■ About this exercise ■
How many lines in the entries below contain the string "first"? Reply with the number only.

::::::::::

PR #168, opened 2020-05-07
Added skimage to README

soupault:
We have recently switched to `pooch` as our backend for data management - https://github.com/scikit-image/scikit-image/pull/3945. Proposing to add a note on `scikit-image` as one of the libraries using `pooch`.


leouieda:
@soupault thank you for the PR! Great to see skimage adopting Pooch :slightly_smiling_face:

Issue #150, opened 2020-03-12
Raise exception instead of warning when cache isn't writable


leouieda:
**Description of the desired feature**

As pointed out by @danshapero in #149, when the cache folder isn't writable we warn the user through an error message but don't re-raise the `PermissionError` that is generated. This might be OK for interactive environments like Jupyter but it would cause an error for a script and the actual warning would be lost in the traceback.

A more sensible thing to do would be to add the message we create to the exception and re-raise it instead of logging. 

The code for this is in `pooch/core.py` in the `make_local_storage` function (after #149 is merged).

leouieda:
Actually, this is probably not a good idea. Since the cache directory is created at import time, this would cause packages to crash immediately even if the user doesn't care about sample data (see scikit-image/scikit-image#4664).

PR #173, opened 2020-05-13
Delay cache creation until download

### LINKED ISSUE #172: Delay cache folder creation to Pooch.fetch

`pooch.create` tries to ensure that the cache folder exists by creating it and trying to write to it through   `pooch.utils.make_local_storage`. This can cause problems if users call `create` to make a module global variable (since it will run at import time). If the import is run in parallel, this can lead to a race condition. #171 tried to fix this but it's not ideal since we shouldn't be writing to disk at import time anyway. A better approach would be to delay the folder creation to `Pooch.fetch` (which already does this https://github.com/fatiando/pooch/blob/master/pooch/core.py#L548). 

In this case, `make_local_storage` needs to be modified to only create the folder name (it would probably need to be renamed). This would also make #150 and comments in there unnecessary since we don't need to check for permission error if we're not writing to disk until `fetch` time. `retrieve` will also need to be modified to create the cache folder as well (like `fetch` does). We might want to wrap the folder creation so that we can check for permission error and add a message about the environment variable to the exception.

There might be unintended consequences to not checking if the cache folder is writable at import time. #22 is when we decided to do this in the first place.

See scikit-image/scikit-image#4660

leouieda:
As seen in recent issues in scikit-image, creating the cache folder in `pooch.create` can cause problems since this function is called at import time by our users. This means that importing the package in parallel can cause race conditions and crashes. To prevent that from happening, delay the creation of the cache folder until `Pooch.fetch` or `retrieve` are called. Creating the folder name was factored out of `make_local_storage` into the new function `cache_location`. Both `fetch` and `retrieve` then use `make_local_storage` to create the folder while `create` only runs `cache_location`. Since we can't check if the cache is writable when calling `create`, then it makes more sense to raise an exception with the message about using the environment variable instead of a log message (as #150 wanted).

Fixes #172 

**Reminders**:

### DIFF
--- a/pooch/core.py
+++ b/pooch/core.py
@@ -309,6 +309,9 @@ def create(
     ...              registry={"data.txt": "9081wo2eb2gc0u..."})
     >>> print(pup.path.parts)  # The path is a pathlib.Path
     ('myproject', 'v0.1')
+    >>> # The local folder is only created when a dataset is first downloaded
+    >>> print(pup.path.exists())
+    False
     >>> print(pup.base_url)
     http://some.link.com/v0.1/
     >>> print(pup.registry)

::::::::::

■ Exercise solution ■
2